Dana likes to confound people.

“Dana,” I say softly as she continues banging on the door. “Dana!”

She turns in my direction, one tiny hand to her throat in the familiar
gesture of generations of wounded Southern ladies. Her short black hair glistens in the dim light of the hallway. But her face startles me. Dear Dana Worth is always pale, but today her whiteness is unusually . . . well, unusually white.

“Oh, Misha,” she moans, shaking her head. “Oh, Misha, I’m so sorry.”

“I’m betting this is more bad news,” I say slowly, my speech inhibited by the block of ice that has formed around my heart.

“You don’t know.” Dana is surprised. Panicky. For a moment, she seems to be at a loss, which hardly ever happens. Sufficiently gutsy is Dear Dana that she spends most Sunday mornings at a small, conservative Methodist church twenty road miles and a thousand cultural ones away from the campus.
I need to be there,
she tells the few colleagues who dare question her.

“What don’t I know?” I ask, a little panicky myself.

“Oh, Misha,” Dana whispers again. Then she gathers herself. She grips my arm as I unlock the door, and we enter my office together. She points to the small, sleek CD player on the shelf above my computer. Kimmer bought it for me on one of her trips. My wife hates to spend money, so, whenever she buys me an expensive gift, I think of it as a second-place trophy, Kimmer’s own version of guilt money. “Does that thing have a radio?” Dana asks.
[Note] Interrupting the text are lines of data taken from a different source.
Issue #2233, opened 2025-02-14
Query params added with history.pushState/replaceState are removed after scrolling


miDeb:
### Version:

- `@inertiajs/react` version: 2.0.0

### Describe the problem:

On one page of my application I have to use a dependencly (`@calcom/atoms`) that, when making a selection in its component, "records" this by pushing a new state through the History API. This means the url in the browser is updated and something like `&slot=2025-02-17T08%3A00%3A00.000Z` is appended
 Inertia naturally does not know about this, and after scrolling the page it itself pushes a new state to the history (to record the scroll offset), which however does not include the previous url change, causing the url to revert to a previous state. The dependency reacts badly to this in some circumstances, e.g. by immediately closing a popup it just opened.
As a workaround I removed the scroll listener Inertia adds, which fixed the issue for me. I think that's a bit of an ugly workaround, so I'm open to suggestions for a better one.

### Steps to reproduce:

Call `history.pushState(history.state, "" , "?query")` from the console on a page with Inertia, then scroll. Observe as the query parameter in the url bar disappears.

The relevant code appears to be this:
https://github.com/inertiajs/inertia/blob/fc8e1d4cccbc90b1b714087e4fbb01611375298c/packages/core/src/history.ts#L113
Here the current url (as known to Inertia) is passed which will then replace the (real) current url. Since an update to the url is not the goal here, maybe it could simply not be passed so the browser doesn't update it?

neluba:
This also happens with vue

mvinnicius22:
also having exacly the same issue, using inertiajs/vue3. Do you recommend any workaround for now? @neluba @miDeb

miDeb:
@mvinnicius22 you can make the changes from #2280 yourself locally using something like [patch-package](https://www.npmjs.com/package/patch-package) (the shipped code is minified, but if you look for the saveScrollPositions function you should be able to find the correct spot).
There might be an easier way, but that's the workaround I used.

PR #2280, opened 2025-03-21
do not pass url when storing scroll state to history

miDeb:
If there was a change to the url that interia was not aware of, such as the modification of a query parameter, this would cause the current url to be overwritten and reset to a previous value.

Since passing the url is optional, we can simply not pass it to avoid overriding the url in any case.

Closes https://github.com/inertiajs/inertia/issues/2233

### DIFF
--- a/packages/core/src/history.ts
+++ b/packages/core/src/history.ts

“Well, yes. I don’t use it much.”

“Turn it on.”

“What?”

“Turn on the news.”

“Why can’t you just tell me . . .”

Dana’s gray eyes are troubled and sad. One of her great weaknesses has always been an inability to deal with the emotional pain of others. Which means that whatever she wants me to know is going to hurt. “Please. Just turn it on.”

I swallow a retort about how much I hate these games because I can see that she is genuinely upset. I walk over to the CD player, always tuned to our local National Public Radio affiliate, which, when I switch it on, is playing insipid classical music—the
Fanfare for the Common Man,
I believe. I change to the all-news station, which comes in as clearly in Elm Harbor as it does in New York City. The anchor is waxing mournfully self-righteous about the latest act of racist violence, a black preacher who was tortured to death. My insides churn: stories of
this kind are like a blow to my most sensitive parts. I always want to buy a couple of guns, grab my family, and run for the hills. And this time a preacher! I listen to sound clips, voices of national outrage: Jesse Jackson, Kweisi Mfume, the President of the United States. Two children discovered the body in the tall grass behind the swings in a playground earlier today.